PR #3891, opened 2022-03-03
fix: revalidate rejected transactions when revalidating wallet database

SWvheerden:
Description
---
Changes the revelation SQL query to cause rejected transactions to be invalidated as well. 

Motivation and Context
---
Before this change, a wallet can have funds from a transaction that it believes wrongly was rejected. The revaluation will correctly cause that no funds are lost, but the UI displaying the transactions will still display that the transaction was rejected. This PR will fix this so that the wallet can correctly change this transaction to display mined. 

How Has This Been Tested?
---
Manual


philipr-za (approved):
bors merge

delta1:
bors retry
========================================================================
TASK REQUIREMENTS: If a line in the records above contains "This", copy that line.

TASK RESULT:
Before this change, a wallet can have funds from a transaction that it believes wrongly was rejected. The revaluation will correctly cause that no funds are lost, but the UI displaying the transactions will still display that the transaction was rejected. This PR will fix this so that the wallet can correctly change this transaction to display mined. 
How Has This Been Tested?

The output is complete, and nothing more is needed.